RocksDB: A Persistent Key-Value Store for Flash and RAM Storage

RocksDB is developed and maintained by Facebook Database Engineering Team. It is built on earlier work on LevelDB by Sanjay Ghemawat (sanjay@google.com) and Jeff Dean (jeff@google.com)

This code is a library that forms the core building block for a fast key value server, especially suited for storing data on flash drives. It has a Log-Structured-Merge-Database (LSM) design with flexible tradeoffs between Write-Amplification-Factor (WAF), Read-Amplification-Factor (RAF) and Space-Amplification-Factor (SAF). It has multi-threaded compactions, making it specially suitable for storing multiple terabytes of data in a single database.
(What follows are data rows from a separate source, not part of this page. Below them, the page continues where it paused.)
PR #1224, opened 2024-04-01
ENH: make function create_embedding could receive extra args

amumu96:


xinference/model/rerank/core.py
```diff
@@ -134,6 +134,7 @@ def rerank(
         top_n: Optional[int],
         max_chunks_per_doc: Optional[int],
         return_documents: Optional[bool],
+        **kwargs,
```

Start with example usage here: https://github.com/facebook/rocksdb/tree/master/examples

See the github wiki for more explanation.

The public interface is in include/. Callers should not include or rely on the details of any other header files in this package. Those internal APIs may be changed without warning.

Design discussions are conducted in https://www.facebook.com/groups/rocksdb.dev/

License

RocksDB is dual-licensed under both the GPLv2 (found in the COPYING file in the root directory) and Apache 2.0 License (found in the LICENSE.Apache file in the root directory). You may select, at your option, one of the above-listed licenses.